Hot runner molds can be split into insulated runner molds and heated runner molds.

1.Insulated runner molds: During test molding, you often have to run over a hundred parts before the runner inside the mold reaches a "non-solidifying" state. So, first, you need patience. Second, you have to watch for when that "non-solidifying" state kicks in—usually, you need to tweak the process parameters just right for it to happen. It has to meet a few conditions: ① The plastic isn’t heat-sensitive; ② Keep the molding cycle as short as possible; ③ The part should solidify and set quickly after injection, so thin-walled parts are best. If you’re using cooling water, don’t turn it on until the "non-solidifying" state is reached. Once it is, gradually increase the cooling water flow.

2. Heated runner molds: They have their own heating elements and might even have a cooling system, so the key adjustment is balancing heating and cooling. Usually, start by turning off the cooling water and cranking the heating temperature up to max. Once the runner hits that "non-solidifying" temperature, slowly increase the cooling water flow. Then, adjust the temperature controller step by step to a suitable level—you want the shortest possible cycle time, a runner that stays liquid, and parts that are within the acceptable deformation range.

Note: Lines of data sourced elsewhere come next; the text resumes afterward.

PR #17120, opened 2025-05-11
Code Quality: Removed unused P/Invoke methods from helper class

Lamparter:
**Resolved / Related Issues**

- Related #15000 

1. Built Files

---

Removes a lot of methods, structs and enums that are no longer necessary or in use by Files.


yaira2:
@0x5bfa can confirm, but many of these were only disabled temporarily and are supposed to be readded back.

0x5bfa:
How come supposed to be re-added? If they aren't in use, I guess they are safe to be removed.

Lamparter:
All of the types, methods, enums and structures in the Win32 PInvoke helper should be replaced with CsWin32 generations unless they are undocumented APIs.
In that case they should be moved to the Extras class in Files.App.CsWin32.

0x5bfa:
If none of these are referenced from else where, I think it's safe to remove.

LGTM.

yaira2 (approved):

PR #14253, opened 2023-12-17
Feature: Added option to prioritize files when sorting

hishitetsu:
**Resolved / Related Issues**
- [X] Were these changes approved in an issue or discussion with the project maintainers? In order to prevent extra work, feature requests and changes to the codebase must be approved before the pull request will be reviewed. This prevents extra work for the contributors and maintainers.
   Closes #14226 

**Validation**
How did you test these changes?
- [X] Did you build the app and test your changes?
- [ ] Did you check for accessibility? You can use Accessibility Insights for this.
- [X] Did you remove any strings from the en-us resource file?
   - [X] Did you search the solution to see if the string is still being used? 
- [X] Did you implement any design changes to an existing feature?
   - [X] Was this change approved?
- [ ] Are there any other steps that were used to validate these changes?

PR #17127, opened 2025-05-13
Fix: Ensure Home key moves cursor to start of filename during rename

AkhilReddy-Ramireddy:
This commit addresses the issue where pressing the Home key during file renaming in List View (and other views
inheriting from BaseGroupableLayoutPage) did not move the cursor to the absolute beginning of the filename if the
filename was longer than the visible TextBox. The fix ensures that textBox.SelectionStart is set to 0 and
textBox.SelectionLength is set to 0 when the Home key is pressed, providing behavior consistent with Windows
Explorer.

**Resolved / Related Issues**
Resolves #14253

### DIFF
--- a/src/Files.App/Views/Layouts/BaseGroupableLayoutPage.cs
+++ b/src/Files.App/Views/Layouts/BaseGroupableLayoutPage.cs
@@ -312,6 +312,11 @@ namespace Files.App.Views.Layouts
 					await CommitRenameAsync(textBox);
 					e.Handled = true;
 					break;
+				case VirtualKey.Home:
+					textBox.SelectionStart = 0;
+					textBox.SelectionLength = 0;
+					e.Handled = true;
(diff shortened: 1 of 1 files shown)


Lamparter:
Did you mean to link to #14253?

Josh65-2201:
@AkhilReddy-Ramireddy Please link to the correct issue, #14253 is a PR

AkhilReddy-Ramireddy:
Hi @Lamparter, thanks for checking! Yes, the PR description correctly links to issue #14253. I've also updated the PR title to remove any confusion.

yaira2:
@AkhilReddy-Ramireddy can you please update the PR description with the correct issue link and steps used to verify these changes? Thank you!

Lamparter:
#15048 is the correct issue that this PR should link to.

PR #17136, opened 2025-05-17
Code Quality: Replaced Vanara with CsWin32 in ContextMenu class

Lamparter:
**Resolved / Related Issues**

- Related #15000 

WIP


src/Files.App.CsWin32/Extras.cs
```diff
@@ -44,6 +44,25 @@ public static unsafe nint SetWindowLongPtr(HWND hWnd, WINDOW_LONG_PTR_INDEX nInd
...
 
+	namespace Foundation
+	{
+		public partial struct PCSTR
+		{
+			public static unsafe PCSTR FromString(string value)
+			{
+				fixed (byte* p = global::System.Text.Encoding.UTF8.GetBytes(value))
+				{
+					return new PCSTR(p);
```
0x5bfa, line 55: I have no idea what you doing. Once getting out of `fixed`, the `p` won't be guaranteed to be fixed any longer.

src/Files.App.CsWin32/Extras.cs
```diff
@@ -44,6 +44,25 @@ public static unsafe nint SetWindowLongPtr(HWND hWnd, WINDOW_LONG_PTR_INDEX nInd
...
+				}
+			}
+
+			public static unsafe PCSTR FromInt(int value)
+			{
+				return new PCSTR((byte*)&value);
```
0x5bfa, line 61: Here too, taking pointer of an int value? For what.

0x5bfa (changes requested):
ContextMenu will retire in favor of my new group of helper tho.

src/Files.App.CsWin32/Extras.cs
Lamparter: How do I then construct the struct from a string/int value?

Lamparter:
> ContextMenu will retire in favor of my new group of helper tho.

Will it not reuse the code here?
If not, I'll close this PR.

src/Files.App.CsWin32/Extras.cs
0x5bfa: You have to pin the address unless the method you want to call is returned.

```
fixed (char* pName = name)
{
    // PInvoke.Method(..., pName, ...);
}
```

So, this case you can't create a helper like that.

0x5bfa:
I don't think so, I'll create a static ContextMenuManager along with JumpListManager, TrayIconManager, etc, all of which are AoT-safe.

That said, I don't think I'd be against this PR as far as this works and because I don't think mine will be implemented any time soon.

Issue #16029, opened 2024-08-18
Feature: Omnibar


yaira2:
### What feature or improvement do you think would benefit Files?

TBA

### Requirements

- Touch friendly
- Proper keyboard navigation #7077 #7086
- Responsive design #5513
- Add RichGlyph to command palette items #14707

## Bug tracker

- [x] Pressing esc in any mode should remove focus from Omnibar
- [x] Pressing enter in any mode should remove focus from Omnibar
- [x] Command Palette should display a message when no results are found
- [x] Focus Omnibar when using the Edit Path action
- [x] Pressing the down arrow when focused on a breadcrumb should expand its flyout
- [x] Filter out the "Command Palette" action from the Command Palette
- [x] Reset scroll position when opening the Command Palette flyout
- [x] Mode icons aren't updating when switching themes
- [x] Switching tabs while focused on the Omnibar causes a crash
- [x] Tab navigation isn't properly focusing on the Breadcrumb Bar
- [x] Chevrons are disappearing after adding a new tab
- [x] Switching between Path mode and Command mode a couple of times causes crash
- [x] Entering text in Command mode, switching to Edit path mode, and then back to Command mode doesn't clear the original text.
- [x] Pressing tab in Command mode closes flyout but doesn't switch to the next control
- [x] Switching to Path mode from Command mode isn't selecting the text
- [x] When breadcrumb flyout is open, clicking on Command mode switches to path mode.
- [x] Pressing enter key while focused on a mode button isn't switching modes (`PART_ModeButton` appears to be missing the keyboard events)
- [x] When Command mode flyout is open, clicking a button in the UI will not close the flyout
- [x] Add drag & drop support
- [x] On a fresh start, focusing on the Path Mode textbox doesn't open the suggestion flyout (but only when multiple tabs are open)
- [x] Suggestions don't update while typing
- [x] Holding the arrow key in Command Palette mode sometimes removes focus from the suggestions and instead filters the commands
- [x] Suggestions in path mode don't update when switching tabs
- [x] Display search suggestions in search mode
- [x] Omnibar text is incorrect when selecting suggestions via arrow keys in search mode
- [x] Update chevron tooltip to include folder name
- [x] Add tooltip to the root item chevron
- [x] If a file is selected, focusing on Command mode button via tab navigation and pressing enter opens the selected file
- [x] When using Command mode, switching tabs and then switching back reopens the Omnibar flyout
- [x] Switching folders via breadcrumb bar is incorrectly using a navigation transition
[...]

PR #17227, opened 2025-06-29
Code Quality: Use action description when selecting via arrow keys

yaira2:
**Resolved / Related Issues**

- For #16029

1. Confirmed selecting suggestions in Command Palette sets text to the description
2. Confirmed that it works to invoke commands

### DIFF
--- a/src/Files.App/UserControls/NavigationToolbar.xaml.cs
+++ b/src/Files.App/UserControls/NavigationToolbar.xaml.cs
@@ -258,36 +258,35 @@ namespace Files.App.UserControls
 
 		private async void Omnibar_QuerySubmitted(Omnibar sender, OmnibarQuerySubmittedEventArgs args)
 		{
-			if (Omnibar.CurrentSelectedMode == OmnibarPathMode)
+			var mode = Omnibar.CurrentSelectedMode;
+
+			// Path mode
+			if (mode == OmnibarPathMode)
 			{
 				await ViewModel.HandleItemNavigationAsync(args.Text);
 				(MainPageViewModel.SelectedTabItem?.TabItemContent as Control)?.Focus(FocusState.Programmatic);
+				return;
 			}
-			else if (Omnibar.CurrentSelectedMode == OmnibarCommandPaletteMode)
+
+			// Command palette mode
+			if (mode == OmnibarCommandPaletteMode)
 			{
-				if (args.Item is not NavigationBarSuggestionItem item)
-					return;
+				var item = args.Item as NavigationBarSuggestionItem;
 
 				// Try invoking built-in command
-				foreach (IRichCommand command in Commands)
+				foreach (var command in Commands)
 				{
-					if (item.Text == command.Description)
-					{
-						if (command == Commands.None)
-							await DialogDisplayHelper.ShowDialogAsync(Strings.InvalidCommand.GetLocalizedResource(),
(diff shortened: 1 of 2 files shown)


src/Files.App/UserControls/NavigationToolbar.xaml.cs
```diff
@@ -258,32 +258,35 @@ private void ClickablePath_GettingFocus(UIElement sender, GettingFocusEventArgs
...
+				return;
 			}
-			else if (Omnibar.CurrentSelectedMode == OmnibarCommandPaletteMode)
+
+			// Command palette mode
+			if (mode == OmnibarCommandPaletteMode)
 			{
-				if (args.Item is not NavigationBarSuggestionItem item)
-					return;
+				var item = args.Item as NavigationBarSuggestionItem;
```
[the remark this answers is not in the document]
yair100: We fallback to `args.Text` in the event that `item` is null.

src/Files.App/UserControls/NavigationToolbar.xaml.cs
```diff
@@ -258,32 +258,38 @@ private void ClickablePath_GettingFocus(UIElement sender, GettingFocusEventArgs
 
 		private async void Omnibar_QuerySubmitted(Omnibar sender, OmnibarQuerySubmittedEventArgs args)
 		{
-			if (Omnibar.CurrentSelectedMode == OmnibarPathMode)
+			var mode = Omnibar.CurrentSelectedMode;
```
0x5bfa, line 261: What's the reason to introduce a local variable here for the current mode instance?

src/Files.App/UserControls/NavigationToolbar.xaml.cs
```diff
@@ -258,32 +258,38 @@ private void ClickablePath_GettingFocus(UIElement sender, GettingFocusEventArgs
...
+			if (mode == OmnibarPathMode)
 			{
 				await ViewModel.HandleItemNavigationAsync(args.Text);
 				(MainPageViewModel.SelectedTabItem?.TabItemContent as Control)?.Focus(FocusState.Programmatic);
+				return;
 			}
-			else if (Omnibar.CurrentSelectedMode == OmnibarCommandPaletteMode)
+
+			// Command palette mode
+			if (mode == OmnibarCommandPaletteMode)
```
0x5bfa: What's the reason to move away from "else if"?

yair100: The code contains numerous if statements. My intention was to clearly separate the logic for each mode.

src/Files.App/UserControls/NavigationToolbar.xaml.cs
yair100: It's not a major difference, but this helps make the if statements a little cleaner.

src/Files.App/UserControls/NavigationToolbar.xaml.cs
0x5bfa: You can still use "else if" with the comment. if you use "if" here, even the current mode is Path mode, `mode == Palette` and `mode == Search` are evaludated and concequently takes a few milisec.

yair100: I pushed a change

PR #17248, opened 2025-07-04
Fixed an issue where the UI thread can fall into dead-lock state when switching Omnibar modes

0x5bfa:
### Resolved / Related Issues

- #16029

1. Open Files app
2. Switch modes between Path and Palette multiple times.


src/Files.App/UserControls/NavigationToolbar.xaml
```diff
@@ -445,6 +445,7 @@
 							<keyboard:KeyboardShortcut
 								x:Name="RightAlignedKeyboardShortcut"
 								Grid.Column="2"
+								Margin="0,0,8,0"
```
yair100: It might be cleaner to move the margin to the containing grid.

src/Files.App/ViewModels/UserControls/NavigationToolbarViewModel.cs
```diff
@@ -1200,49 +1148,41 @@ void AddNoResultsItem()
...
 		public void PopulateOmnibarSuggestionsForCommandPaletteMode()
 		{
-			OmnibarCommandPaletteModeText ??= string.Empty;
-			OmnibarCommandPaletteModeSuggestionItems.Clear();
-
 			if (ContentPageContext.SelectedItems.Count == 1 && ContentPageContext.SelectedItem is not null && !ContentPageContext.SelectedItem.IsFolder)
 			{
-				var dispatcherQueue = Microsoft.UI.Dispatching.DispatcherQueue.GetForCurrentThread();
-
-				dispatcherQueue.TryEnqueue(() =>
```
yair100, line 1210: I found that `DispatcherQueue` is required for actions to work properly. Unfortunately, we can't do any further testing in this area right now because the experimental API doesn't seem to work in the latest Insider build.

0x5bfa: Please look at the L439 of NavigationToolbar.xaml.cs, I've wrapped the whole method with it.

yair100: I see, thanks.

yaira2 (approved):
LGTM

src/Files.App/ViewModels/UserControls/NavigationToolbarViewModel.cs
yair100: It looks like it's missing from the `Omnibar_TextChanged` event. To prevent this from being missed in the future, it would be safer to revert this change.

PR #17258, opened 2025-07-08
Code Quality: Use newer syntaxes for ArgumentException handling

corvinsz:
Updated code to use newer syntaxes and APIs.
There is no issue related to this PR.

Some of the exceptions I purposely didn't change to preserve the custom message, e.g.:
```csharp
if (string.IsNullOrEmpty(backingFile.Path))
{
    throw new ArgumentException("Backing file Path cannot be null");
}
```


yair100:
Thank you for your interest in Files. Please link to an approved issue as per the [contributing guidelines](https://github.com/files-community/Files/blob/main/.github/CONTRIBUTING.md).

corvinsz:
> Where is this? I think it's good to change them as well.

https://github.com/corvinsz/Files/blob/fe5215713dba4302a5a263a5309025bed79a707c/src/Files.App/Utils/Storage/StorageItems/ZipStorageFolder.cs?plain=1#L50-L53

I can fix it this evening, if you are not faster than me 😄

0x5bfa:
I'm tied up with something else, so feel free 🙂

PR #17260, opened 2025-07-09
Code Quality: Fixed selecting Omnibar suggestions via keyboard

yaira2:
**Resolved / Related Issues**

- For #16029
- Fixed 'Holding the arrow key in Command Palette mode sometimes removes focus from the suggestions and instead filters the commands'

### DIFF
--- a/src/Files.App.Controls/Omnibar/Omnibar.Events.cs
+++ b/src/Files.App.Controls/Omnibar/Omnibar.Events.cs
@@ -131,16 +131,12 @@ namespace Files.App.Controls
 
 			// UpdateSuggestionListView();
 
-			if (_textChangeReason is not OmnibarTextChangeReason.SuggestionChosen and
-				not OmnibarTextChangeReason.ProgrammaticChange)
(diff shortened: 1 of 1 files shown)


src/Files.App.Controls/Omnibar/Omnibar.Events.cs
```diff
@@ -131,14 +131,12 @@ private void AutoSuggestBox_TextChanged(object sender, TextChangedEventArgs e)
 
 			// UpdateSuggestionListView();
 
-			if (_textChangeReason is not OmnibarTextChangeReason.SuggestionChosen and
-				not OmnibarTextChangeReason.ProgrammaticChange)
+			if (_textChangeReason is OmnibarTextChangeReason.ProgrammaticChange)
+				_textBox.SelectAll();
+			else
 			{
-				_textChangeReason = OmnibarTextChangeReason.UserInput;
```
0x5bfa, line 137: Removing this alright? When text is being changed, how it being changed would be still needed

yair100: It's causing issues, do you remember why you added it?

PR #17274, opened 2025-07-16
Code Quality: Use UI thread when populating suggestions

0x5bfa:
### Resolved / Related Issues

- #16029

1. Open Files app
2. Load suggestions in Omnibar

### DIFF
--- a/src/Files.App/ViewModels/UserControls/NavigationToolbarViewModel.cs
+++ b/src/Files.App/ViewModels/UserControls/NavigationToolbarViewModel.cs
@@ -1171,7 +1171,7 @@ namespace Files.App.ViewModels.UserControls
 			}
 		}
 
-		public void PopulateOmnibarSuggestionsForCommandPaletteMode()
+		public async Task PopulateOmnibarSuggestionsForCommandPaletteMode()
 		{
 			var newSuggestions = new List<NavigationBarSuggestionItem>();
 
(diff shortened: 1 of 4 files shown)


src/Files.App/ViewModels/UserControls/NavigationToolbarViewModel.cs
```diff
@@ -236,11 +243,7 @@ public string? PathText
 		public string? OmnibarSearchModeText { get => _OmnibarSearchModeText; set => SetProperty(ref _OmnibarSearchModeText, value); }
 
 		private string _OmnibarCurrentSelectedModeName = OmnibarPathModeName;
-		public string OmnibarCurrentSelectedModeName
-		{
-			get => _OmnibarCurrentSelectedModeName;
-			set => SetProperty(ref _OmnibarCurrentSelectedModeName, value);
-		}
+		public string OmnibarCurrentSelectedModeName { get => _OmnibarCurrentSelectedModeName; set => SetProperty(ref _OmnibarCurrentSelectedModeName, value); }
```
yair100, line 246: Was the formatting changed intentionally?

0x5bfa: Yes and others done already.

This is because this will be replaced with a SG'd [ObservableProperty] which uses `field` keyword, which is still not out of C# language preview.

```cs
[ObservableProperty]
public partial string Name { get; set; }
```

It will be -1/+1 change and should look better in a PR diff where we implement this in a future.

yaira2 (approved):
LGTM

PR #17283, opened 2025-07-20
Code Quality: Improved Axe assertion message

0x5bfa:
### Resolved / Related Issues

_None_

_None_


0x5bfa:
This PR fails with a unknown AXE issue but because now we know the poisiton of items causing that issue, I figured out that it was caused by an element located in the right top (and presumably Mode buttons not having a11y name.), which was fixed in the other PR.

yair100:
Why is this failing if no xaml has been changed?

PR #18486, opened 2026-05-14
Fix several issues in Command Palette

### LINKED ISSUE #18395: Bug: Duplicate entries in command list
### Description

Image

Every time you search for a given command, an extra entry appears in the list.

### Steps To Reproduce

1. Open files
2. Navigate to a folder
3. Search for a command, e.g. type "terminal". Observe how the dropdown shows matching commands, but do not execute a command.
4. Click somewhere else, e.g. in the folder pane. Ensure the command palette closes.
5. Search again for the same command. Observe how the dropdown now shows matching commands twice

### Files Version

4.0.38.0

### Windows Version

10.0.26200.8246

### User ID

ad3a123c-a37b-4ac2-a1b1-be4a75740a70

### Log File

-

KrisVandermotten:
**Resolved / Related Issues**

Closes #18395 

- The main problem was a bug in `NavigationToolbarViewModel.UpdateCommandPaletteSuggestions`, more specifically in the `else` branch loop. That `else` branch was completely removed. We now always replace all items in the `OmnibarCommandPaletteModeSuggestionItems` collection. This also results in simpler and more efficient code.
- In fact, `NavigationToolbarViewModel.UpdateCommandPaletteSuggestions` has become so simple that it was inlined into its caller, `PopulateOmnibarSuggestionsForCommandPaletteMode`. Because of that change, we no longer need the intermediate `newSuggestions` collection, saving memory and resulting in a more responsive UI update.
- The number of `await Task.Yield()` calls is reduced. There were too many, resulting is too much pointless overhead.
- Building the `commandsToProcess` list has been optimized, especially for the case where the `OmnibarCommandPaletteModeText` search string is empty, i.e. the first list to be calculated when the command palette is opened.
- Because the calculation of the the `commandsToProcess` list happens on a background thread, we now test whether `OmnibarCommandPaletteModeText` has not changed by the time the list calculation is finished, and prevent further processing of stale results if it did.
- The `NavigationBarSuggestionItem` objects are now immutable. They were never mutated anyway. This also simplifies their construction.
- The `NavigationBarSuggestionItem.ActionIconSource` property was removed as it was never assigned and always had the value `null`.
- The `NavigationBarSuggestionItem.PrimaryDisplay` property was removed as it always had the same value as the `Text` property.
- The `NavigationBarSuggestionItem.SearchText` property was removed as it was never read.
- A `NavigationBarSuggestionItem.Command` property was added, storing the command used to construct the `NavigationBarSuggestionItem`. That property is used in `NavigationToolbar.Omnibar_QuerySubmitted`, eliminating the need to search for the command.
- Because `NavigationBarSuggestionItem` is now immutable, it no longer inherits from `ObservableObject` and it no longer tries to raise pointless `PropertyChanging` and `PropertyChanged` events during its construction.
- Also because `NavigationBarSuggestionItem` is now immutable, data binding in NavigationToolbar.xaml now uses `Mode=OneTime` instead of `Mode=OneWay`. As a result, the UI no longer needs to wire up listeners for events that will never be raised anyway.
- Finally, in `Omnibar.AutoSuggestBox_TextChanged`, we set `_textChangeReason` to `OmnibarTextChangeReason.UserInput` when it's not `OmnibarTextChangeReason.ProgrammaticChange` and `_userInput.Length == 0`. This fixes the bug where clicking the `X` button at the right of the textbox to clear it did not cause a recalculation of the suggestions list.

As a result of the above
- several bugs were fixed,
- the code is significantly simplified,
- and UI responsiveness and memory usage have improved considerably.

1. Opened Files
2. Opened the command palette using Ctrl-Shift-P and tested several scenarios:
   1. Searched for existing commands by typing `terminal` one character at a time, as well as removing characters using Backspace, and observed that suggestions are now correct.
   2. Executed commands after searching for them. Observed that the correct command is still executed when selecting the suggestion. 
   3. Searched for non-existing commands by typing `xyz`. Observed that the `NoCommandsFound` message is still displayed correctly.
   4. Tried to execute non-existing commands such as `xyz`. Observed that the dialog box is still displayed correctly.
   5. Clicked the `X` button in the textbox to clear it. Observed that this now correctly causes suggestions to be recalculated.
   6. Type the full description of a command manually and execute it without selecting a suggestion. Observe that the correct command is still executed.

### DIFF
--- a/src/Files.App.Controls/Omnibar/Omnibar.Events.cs
+++ b/src/Files.App.Controls/Omnibar/Omnibar.Events.cs
@@ -134,13 +134,13 @@ namespace Files.App.Controls
 			if (string.Compare(_textBox.Text, CurrentSelectedMode!.Text, StringComparison.OrdinalIgnoreCase) is not 0)
 				CurrentSelectedMode!.Text = _textBox.Text;
 
-			// UpdateSuggestionListView();
-
 			if (_textChangeReason is OmnibarTextChangeReason.ProgrammaticChange)
 				_textBox.SelectAll();
 			else
 			{
 				_userInput = _textBox.Text;
+				if (_userInput.Length == 0)
+					_textChangeReason = OmnibarTextChangeReason.UserInput;
 			}
 
 			TextChanged?.Invoke(this, new(CurrentSelectedMode, _textChangeReason));
--- a/src/Files.App/Data/Items/NavigationBarSuggestionItem.cs
+++ b/src/Files.App/Data/Items/NavigationBarSuggestionItem.cs
@@ -3,97 +3,60 @@
 
 using Files.App.Controls;
 using Microsoft.UI.Xaml;
-using Microsoft.UI.Xaml.Media;
 
 namespace Files.App.Data.Items
 {
 	[Obsolete("Remove once Omnibar goes out of experimental.")]
-	public sealed partial class NavigationBarSuggestionItem : ObservableObject, IOmnibarTextMemberPathProvider
+	public sealed partial class NavigationBarSuggestionItem : IOmnibarTextMemberPathProvider
 	{
-		private ImageSource? _ActionIconSource;
-		public ImageSource? ActionIconSource { get => _ActionIconSource; set => SetProperty(ref _ActionIconSource, value); }
+		public IRichCommand? Command { get; }
 
-		private Style? _ThemedIconStyle;
-		public Style? ThemedIconStyle { get => _ThemedIconStyle; set => SetProperty(ref _ThemedIconStyle, value); }
+		public Style? ThemedIconStyle { get; }
 
-		private string? _Glyph;
-		public string? Glyph { get => _Glyph; set => SetProperty(ref _Glyph, value); }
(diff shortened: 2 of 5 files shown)


KrisVandermotten:
That failed test seems unrelated to my changes. Can you take a look @yair100 ?

yair100:
The test is passing now. That being said, this PR seems to include a lot of changes that weren't discussed beforehand. It will speed up the review process if this focuses on the fix needed for #18395. We can discuss the other changes as well, but they shouldn't be part of this PR.

KrisVandermotten:
> That being said, this PR seems to include a lot of changes that weren't discussed beforehand.

True. I described them in the description of this PR.

> It will speed up the review process if this focuses on the fix needed for #18395.

I made #18496. It fixes the one issue.
 
> We can discuss the other changes as well, but they shouldn't be part of this PR.

I described them in the description of this PR. Feel free to discuss.

IMHO it's easier to discuss changes when you see them, instead of when they're still an abstract concept.

yair100:
#18496 has been merged into `main`.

Whether it’s an insulated or heated runner mold, they both need stable production. You can’t linger on one process step for too long.

Two-color molds

Right now, only countries like Germany can make four-color molds, but China can already make two-color molds. Two-color injection machines have two barrels, each injecting plastic of a different color. Usually, each barrel needs its own set of process parameters. If one barrel is perpendicular to the other, you have to make sure the mold doesn’t shift sideways when installing it. And during operation, the two sets of parameters need to work together, so you’ll have to do more coordination tests. But each barrel’s parameters can be adjusted independently.

Stack molds

Stack molds—like the ones for CD cases—need careful handling when installing. You have to adjust the mold opening/closing speed and distance just right. Thanks to better manufacturing standards, mold precision is much better now. Problems that used to happen a lot, like flash or warping, are rare these days. The main issues left are consistency and automation, but those are more about design than test molding, so they don’t matter as much here.

Specialized molds

Injection molds often have specialized designs for specific uses—like foam molds, micro-foam injection molds, rubber injection molds, and reaction injection molds. These specialized molds each have their own quirks during test molding, but I won’t go into each one here.

Gate types

There are lots of gate types, and they usually have a big impact on injection molding during testing. If the gate is too small, it’s usually hard to get the settings right. But you can’t make it too big either—big gates are a hassle to finish later and might even leave noticeable marks. Pin gates are easy to remove and leave small marks. Submarine gates hide the gate marks better, but they make the mold structure more complicated. For example, in molds for car bumpers, there might be multiple gates. During test molding, you might change some gates’ positions or numbers, and you should give designers feedback on that.

Runner conditions

Besides hot runners, the biggest issue with runners during test molding is making sure the sprue doesn’t get stuck in the fixed mold. You can fix this by adding a sprue puller. And during testing, never let the runner material break—if it does, it’ll cause trouble when closing the mold.

Plastic shrinkage

Plastic shrinkage is a really tricky problem. The shrinkage rate isn’t just about the plastic itself—it also depends on the part structure, processing methods, and more. To reduce shrinkage changes caused by the plastic, always use the same plastic for test molding that you’ll use in production.

In parts with uneven thickness, the thick sections show obvious sink marks. For parts with big ribs, the thick parts of those ribs also get noticeable sink marks on the surface—even corner areas with right angles can have sink marks or voids.

During test molding, just cranking up the injection pressure isn’t a solution. Usually, increasing the material temperature makes sink marks and voids worse, but heating the mold evenly can help reduce them. For heat-sensitive plastics, a small temperature increase can really boost melt flow, so a slight bump in material temperature might be worth trying.

For crystalline plastics like PP, sink marks and voids are worse under crystallization conditions. You can adjust the process parameters to reduce or prevent crystallization—like cooling quickly at the plastic’s crystallization temperature to stop it from crystallizing fully. If tweaking parameters doesn’t work, suggest changing the gate position or adding more gates to alter the mold shape—that can help reduce sink marks and voids.